DATA SHOWN:
PR #455, opened 2026-08-13
fix(skills-mapping): the dotted `home.file."…".source =` form returned a clean bill of health while the wrong tree deployed

### LINKED ISSUE #443: skills_mapping: _mapping_block() grabs the next { anywhere in the file, so the dotted home.file."…".source = form can return a false ALL-CLEAR
Found by the delta audit of #438. **This is the one place in that PR where a false green is reachable, and four test modules now rest on this predicate.**

## Too loose — a false all-clear

`scripts/testlib/skills_mapping.py:63-79` — `_mapping_block()` does `home_nix.find("{", start)`, taking the next `{` **anywhere in the file** rather than the mapping's own attribute set.

Verified by running the real predicate against:

```nix
home.file.".claude/skills".source = ../claudedocs;
home.file.".config/opencode/skills" = { source = ../claude/skills; recursive = true; };
```

`skills_mapping_problem()` returns `None` — clean — while `~/.claude/skills` deploys from `../claudedocs`. A variant reports the confidently wrong `"declares no source = at all"` while quoting an unrelated `{ enable = true; }` block.

This is not a hypothetical spelling: `nix/home.nix` already uses the dotted `home.file."…".source =` form roughly 20 times (lines 814, 856, 923, 968, 1030, …) against 34 attrset-form mappings.

## Too strict — five legitimate forms rejected

Each verified by running the predicate:

| form | wrong verdict |
|---|---|
| `mkDerivation { src = ../claude/skills; installPhase = "cp -R ./. $out"; }` | "never copies ../claude/skills into $out" — `_PATH_INTERP` only sees `${…}`, so a plain `src =` is invisible |
| `symlinkJoin { paths = [ ../claude/skills … ]; }` | same |
| one extra let-indirection (`skillsSrc = ../claude/skills;` then `${skillsSrc}`) | same |
| `rm -rf "$out/clickup/node_modules"` as a cleanup step | "removes its own output" — `_RM_OUT` matches any `rm` naming `$out`, not removal *of* `$out` |
| `cp ${../claude/PRINCIPLES.md} "$out/PRINCIPLES.md"` | "copies a second tree…" |

The fourth is the most likely near-term trip — it sits one line from the code it guards.

Unlike the `_mapping_block` failure, none of these carry the "this parser needs updating, do NOT delete the check" hedge. They produce a confident, wrong claim that the deploy is broken, which is how a guard gets deleted.

## Suggested fix

- Require the `{` to be on the mapping's own line or immediately after `=`, and add a **dotted-form fixture** to `scripts/tests/test_skills_mapping_guard.py` — its absence is why this shipped.
- Widen copy-detection to plain path attributes (`src =`, `paths = [ … ]`) and let-indirection.
- Scope `_RM_OUT` to removal of `$out` itself, not any path under it.

## Context

Introduced in #438, which consolidated three open-coded copies of `assert "source = ../claude/skills;" in home_nix` into this predicate. The consolidation was right — a fourth copy landed on main mid-PR and broke the merged tree — but the parser needs to actually hold the property.

ZacxDev:
`scripts/testlib/skills_mapping.py` is the one predicate answering "does `nix/home.nix` actually deploy `claude/skills/`?", and four test modules rest on it. It was wrong in both directions at once, and an adversarial audit of the first fix found the loose direction was wrong in eight more shapes — two of them idioms already in `home.nix`.

Closes #443.

## What was wrong

**Too loose — a false ALL-CLEAR.** `_mapping_block()` located the mapping's attribute set with `home_nix.find("{", start)`: the next `{` **anywhere in the file**. nix's dotted form has no attribute set of its own, so the scan walked past the real source into a sibling's block and returned `None` — clean — while `~/.claude/skills` deployed the wrong tree. The dotted form is not hypothetical: `home.nix` already uses it ~20 times against 34 attrset-form mappings, and it had **no fixture at all**, which is why this shipped.

**Too strict — five confident, wrong rejections.** Copy-detection saw only `${…}` interpolations within 200 characters of a `$out` reference, and any `rm` naming `$out` counted as emptying the output. Unlike the loose case these carried no "parser may need updating" hedge, so they read as "the deploy is broken" — which is how a guard gets deleted rather than fixed. The `rm -rf "$out/clickup/node_modules"` one sits one line from the code it guards.

## Verified reproductions

All run against the real predicate, not inferred. `[base]` = `6eaeb61`, `[HEAD]` = this branch.

| shape | must | base | HEAD |
|---|---|---|---|
| `home.file.".claude/skills".source = ../claudedocs;` + a sibling naming `../claude/skills` | FAIL | **PASS** (false all-clear) | FAIL, naming `../claudedocs` |
| same, sibling is `services.dunst = { enable = true; }` | FAIL | FAIL — quoting `{ enable = true; }`, "declares no `source =`" | FAIL, naming `../claudedocs` |
| `home.file.".claude/skills".source = ../claude/skills;` | PASS | FAIL "could not read its attribute set" | PASS |
| `mkDerivation { src = ../claude/skills; … }` | PASS | FAIL "never copies … into $out" | PASS |
| `symlinkJoin { paths = [ ../claude/skills … ]; }` | PASS | FAIL "never copies" | PASS |
| `skillsSrc = ../claude/skills;` then `${skillsSrc}` | PASS | FAIL "never copies" | PASS |
| `rm -rf "$out/clickup/node_modules"` | PASS | FAIL "removes its own output" | PASS |
| `cp ${../claude/PRINCIPLES.md} "$out/PRINCIPLES.md"` | PASS | FAIL "copies a second tree" | PASS |

### And what the audit of that fix then found

Eight further shapes returned `None` while the deployed tree was not `claude/skills`, plus the headline false positive one character to the left. Each verified by running the predicate, each now a fixture:

| shape | after round 1 | now |
|---|---|---|
| `''${bbOld##*.}` in the mapping — **`nix/home.nix:548`, today** | PASS | FAIL "no `source =`" |
| `echo "theme=#282828" ; cp -R ${../claudedocs}/. "$out"` | PASS | FAIL "as well as" |
| the mapping quoted inside a `''…''` string above the real one | PASS | FAIL, parser |
| `cd "$out"` then `cp -R ${../claudedocs}/. .` | PASS | FAIL, parser |
| `dst="$out"` then `cp -R ${../claudedocs}/. "$dst"` | PASS | FAIL, parser |
| `tar -C ${../claudedocs} -cf - . \| tar -C "$out" -xf -` | PASS | FAIL "as well as" |
| `{ … } // lib.optionalAttrs cond { source = ../claudedocs; }` | PASS | FAIL, parser |
| a `let` name declared twice (shadowing) | PASS | FAIL, parser |
| `cp -R ${pkgs.someOtherTree}/. "$out"` | PASS | FAIL, parser |
| `rm -rf "$out"/clickup/node_modules` (quote before the slash) | **FAIL** | PASS |
| `cp -R ${../claude/skills} "${out}"` | **FAIL** | PASS |
| `tar -C ${../claude/skills} -cf - . \| tar -C "$out" -xf -` | **FAIL** | PASS |

`#` is a comment at line start or after whitespace and nowhere else — blanking every one to end-of-line ate the `}` out of `"''${bbOld##*.}"` and unbalanced the braces the attrset scan counts. Measured on the real file: **345/345 braces raw, 333/332 after stripping.**

## What changed

- The source is read from the mapping's **own** syntax — `."…".source = <expr>;` or `."…" = { source = <expr>; }` — and nothing else is guessed at. Sources that **disagree** are undecidable; several occurrences that agree (one entry written as two dotted attributes) are fine.
- `src`/`srcs`/`paths` count as writing the output root; one further hop of let-indirection is followed.
- The 200-character proximity window is replaced by **statement** scoping, which also makes the destination legible: `$out` itself replaces the tree, `$out/sub` adds to it. `|` and `&&` are **not** separators — a pipeline is one write.
- Because statement scoping cannot see `cd "$out"`, every repo path in a binding must come out **accounted for**; one that is neither a root write nor a write under the root is reported, not dropped.
- Where it cannot decide — an unreadable source expression, an opaque expression over the root, a shadowed name, malformed nix — it **fails saying the parser needs updating and must not be deleted**. `None` is the answer it must never give by accident.

The property is not softened: every widened shape has a wrong-tree twin fixture that must still fail.

## Mutant matrix

Two sweeps, built differently, because a hand-built sweep only covers the mutants I imagined. Fixtures: **14 → 54**.

**Sweep A — 24 hand-written mutants, no deletions.** Each asserts the *expected* test goes red, so a mutant killed only by some other guard is reported as such.

| mutant | kind | result |
|---|---|---|
| M0 control (no-op) | — | **0 failures** (harness can be quiet) |
| M1 root/under inverted | invert a branch | KILLED, expected test red |
| M2 paths/opaque unpacked backwards | swap operands | KILLED, expected |
| M3 dotted branch `if False:` | clause dead, text present | KILLED, expected |
| M4 per-statement → whole-body paths | stale rebind | KILLED, expected |
| M5 binding indent `<=` → `<` | off-by-one | KILLED, expected |
| M6 brace scan starts +1 | off-by-one | KILLED, expected |
| M7 `"$out/."` dropped from the root set | clause commented out | KILLED, expected |
| M8 path normalisation dead | clause commented out | KILLED, expected |
| M9 `_OUT_REF` quote dropped | operand narrowed | KILLED, expected |
| M10 `paths` → `path` | operand swap | KILLED, expected |
| M11 root scope inverted | invert a branch | KILLED, expected |
| M12 undecidable → `return None` | invert the verdict | KILLED, expected |
| M13 no comment strip | rebind | KILLED, expected |
| M14 `depth == 0` → `!= 0` | invert a comparison | KILLED, expected |
| M15 comment lookbehind dropped | widen a lookbehind | KILLED, expected |
| M16 `_ATTR_WORD` eats path parts | widen a lookbehind | KILLED, expected |
| M17 additions stop explaining a path | swap operands | KILLED, expected |
| M18 first source wins again | clause commented out | KILLED, expected |
| M19 shadow count `> 1` → `> 2` | off-by-one | KILLED, expected |
| M20 `//` → `///` | operand swap | KILLED, expected |
| M21 `${out}` not skipped | rebind | KILLED, expected |
| M22 opaque dropped again | clause commented out | KILLED, expected |
| M23 split on `\|`/`&` again | operand widened | KILLED, expected |
| M24 attr-name probe inverted | invert a branch | KILLED, expected |

**24/24 killed with the expected assertion red.**

**Sweep B — 54 mutants enumerated mechanically** (every `in`/`not in`, `and`/`or`, `<=`/`<`, `==`/`!=`, `\|=`/`&=`, True/False token via `tokenize`, so no docstring is touched; plus every problem-returning `return` turned into `return None`): **39 killed, 0 survived, 15 unrunnable** (all `for x in` → `for x not in`, i.e. `SyntaxError`).

Sweep B earned its keep three times: it found the brace-scan mutant that no fixture could tell apart (now `test_a_sourceless_mapping_does_not_borrow_a_siblings_source`), a dead `additions` accumulator and an unreachable identifier channel (both removed), and four unfixtured malformed-nix branches. It also caught **itself** lying first: a same-size mutation rewritten inside the same second left a cached `.pyc` valid, so mutants never executed and reported as survivors — one "survivor" was hand-checked and actually killed 25 tests. Both sweeps now sweep `__pycache__` and set `PYTHONDONTWRITEBYTECODE`.

Three of the wrong-tree twin fixtures also pass on the pre-fix parser. They are **invariant guards on the widening**, not regression coverage for the shipped defect, and are labelled as such.

## Gate

- Real `nix/home.nix` still passes the guard (its mapping is correct and verified live).
- `nix build .#checks.x86_64-linux.pytests` — **rc 0**, `TOTAL collected=9398 passed=9397 skipped=1 failed=0`, `RESULT: PASS (exit=0)`.
- `nix build .#checks.x86_64-linux.nodetests` — **rc 0**, `tests=1097 pass=1097 fail=0`.
- `scripts/gate.sh --tier both --set all` — **rc 0**, both tiers `RESULT: PASS (exit=0)`.
- **Merged-tree gate.** `origin/main` moved three times during this work (`6eaeb61` → `a8f8426` → `23bc6f4`). A fresh worktree off `23bc6f4` with this branch merged in: full gate **rc 0** both tiers, both nix checks **rc 0**. Nothing main gained touches `skills_mapping.py`, `home.nix` or `testlib/`, so there is no overlapping region to read for a semantic conflict.

## What I did NOT verify

- **No `home-manager switch` and no `ship.sh`** — out of scope and explicitly excluded. This changes a test-only predicate; nothing under `nix/` moved, so no deployed artifact changes.
- **`claude/skills/clickup/test/smoke-test.mjs` was not run** (live writes to a real ClickUp workspace). The node tier runs `*.test.mjs` only, so it never reaches it.
- **Two known limits are documented in the module, not fixed.** `src`/`srcs`/`paths` are matched by NAME, not by POSITION, so a `src` sitting in a `runCommandLocal` **env** attribute set is still credited as the output tree — a constructible false all-clear. And a repo path the parser cannot classify fails asking for the parser, which rejects some legitimate-but-unusual builds; that direction is deliberate, since the alternative is `cd "$out"` aliasing passing in silence.
- **This reads text, not nix.** `nix eval` is the only thing that actually knows what a `home.file` source resolves to; every guarantee here is about the shapes fixtured above.

### DIFF
--- a/scripts/testlib/skills_mapping.py
+++ b/scripts/testlib/skills_mapping.py
@@ -42,6 +42,50 @@ INTO ``$out`` -- with no other repo tree copied there, and no removal of
 ``$out``. That is still structural (it says nothing about how the copy is
 spelled, and the real binding's ``ln -sT ${clickupNodeModules}/...`` passes
 untouched); it just stops treating "the characters appear somewhere" as proof.
+
+WHAT ISSUE #443 FOUND, AND HOW THE PARSER CHANGED
+--------------------------------------------------
+The first structural version was both too loose and too strict, in one file.
+
+*Too loose.* It located the mapping's attribute set with
+``home_nix.find("{", start)`` -- the next ``{`` ANYWHERE in the file. nix's
+DOTTED form has no attribute set of its own::
+
+    home.file.".claude/skills".source = ../claudedocs;
+    home.file.".config/opencode/skills" = { source = ../claude/skills; ... };
+
+so the scan walked past the real (wrong) source into an unrelated block and
+returned a clean bill of health while ``~/.claude/skills`` deployed
+``../claudedocs``. The dotted form is not hypothetical -- home.nix already uses
+it about twenty times. The mapping's source is now read from the mapping's OWN
+syntax: either ``."…".source = <expr>;`` or ``."…" = { source = <expr>; };``,
+and nothing else is guessed at.
+
+*Too strict.* Copy-detection saw only ``${…}`` interpolations sitting within
+200 characters of a ``$out`` reference, and any ``rm`` naming ``$out`` counted
+as emptying the output. Five legitimate shapes were therefore rejected with a
+confident, wrong "the deploy is broken" -- which is how a guard gets deleted
+rather than fixed. Now:
+
+  * the root-producing derivation attributes (``src``/``srcs``/``paths``) count
+    as writing the output, so ``mkDerivation { src = ../claude/skills; }`` and
+    ``symlinkJoin { paths = [ ../claude/skills … ]; }`` are understood;
+  * one further hop of let-indirection is followed, so ``skillsSrc =
+    ../claude/skills;`` used as ``${skillsSrc}`` is understood;
+  * proximity is gone. The build script is split into STATEMENTS, and a repo
+    path counts as written to the output only in a statement that also names
+    ``$out``. That also makes the destination legible: writing ``$out`` itself
+    replaces the tree, writing ``$out/sub`` adds to it. So ``rm -rf
+    "$out/clickup/node_modules"`` and ``cp ${../claude/PRINCIPLES.md}
+    "$out/PRINCIPLES.md"`` are additions, while ``rm -rf "$out"`` and ``cp -R
+    ${../claudedocs} "$out"`` still fail.
+
+The property being defended is unchanged and deliberately NOT softened: the
+deployed tree must be built from ``../claude/skills``, and no other repo tree
+may be written over the output root. Where the parser cannot decide -- an
+unrecognised source expression, or an unresolvable identifier written over the
+output root -- it FAILS, saying it needs updating and must not be deleted.
+Silence is the one answer it must never give.
 """
 from __future__ import annotations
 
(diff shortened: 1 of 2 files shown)


ZacxDev:
Closing in favour of **shrinking** this guard rather than making it correct.

This PR does genuinely fix #443's dotted-form false ALL-CLEAR — that part is real and was verified red-at-base. But the audit of the final diff found the approach doesn't converge:

- **Six constructible false ALL-CLEARs remain**, two of them one-line edits to the real block (`enable = false;`, `target = "…";`), which the parser blesses because it looks for `source` and only `source`.
- **One regression against base**: `runCommandLocal { src = ../claude/skills; } '' mkdir -p "$out" ''` deploys an empty tree — base rejected it, this branch calls it clean.
- **A live landmine**: `nix/home.nix` has 7 `/*` sequences inside `#` comments today and zero `*/`. Because block-comment stripping runs first, adding any comment containing `*/` makes the guard announce *"home.nix no longer declares the ~/.claude/skills mapping"* — confidently wrong, reds four test modules.
- The module went **8,846 → 29,920 B**. The heuristic surface is growing faster than its coverage.

The decisive facts, though, are about whether the guard should be asking this much at all:

1. **It has never caught a real breakage.** Its only firing was a false positive on #438 — a change that left deployment intact.
2. **The hard half is already checked correctly, against reality.** `ship.sh` prints per host on every deploy — `✅ managed artifacts resolve — 429 checked, 0 dangling, 0 absent` — and `drift-check.sh` does it passively (rc 14). Those read the real filesystem on both hosts. A text parser re-deriving that from nix source is strictly worse and always will be.
3. **The holes are latent.** The mapping at `nix/home.nix:907` is the attrset form, so neither the dotted-form nor the `enable` hole can bite without a future edit.

Superseded by a PR that cuts the module under a **4,000 B ceiling**: keep "the mapping is declared, names a source, and isn't neutered by `enable`/`target`", drop the resolve-to-repo-tree analysis entirely, and name `ship.sh`/`drift-check.sh` in a comment as what actually verifies it.

That is a real reduction in pre-merge coverage, stated plainly rather than papered over — traded for a guard small enough to stay correct, and one that won't get deleted by the next maintainer for crying wolf.

The work here wasn't wasted: it produced the `enable`/`target` finding that the replacement keeps, and the audit's `nix-instantiate --parse` observation, which the replacement may use.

TO DO:
Everything in the material above from the line that has "It located the mapping's attribute set with" through the line that has "unrelated block and" must be duplicated exactly, with no other lines given.

REPLY TO THE TASK:
+*Too loose.* It located the mapping's attribute set with
+``home_nix.find("{", start)`` -- the next ``{`` ANYWHERE in the file. nix's
+DOTTED form has no attribute set of its own::
+
+    home.file.".claude/skills".source = ../claudedocs;
+    home.file.".config/opencode/skills" = { source = ../claude/skills; ... };
+
+so the scan walked past the real (wrong) source into an unrelated block and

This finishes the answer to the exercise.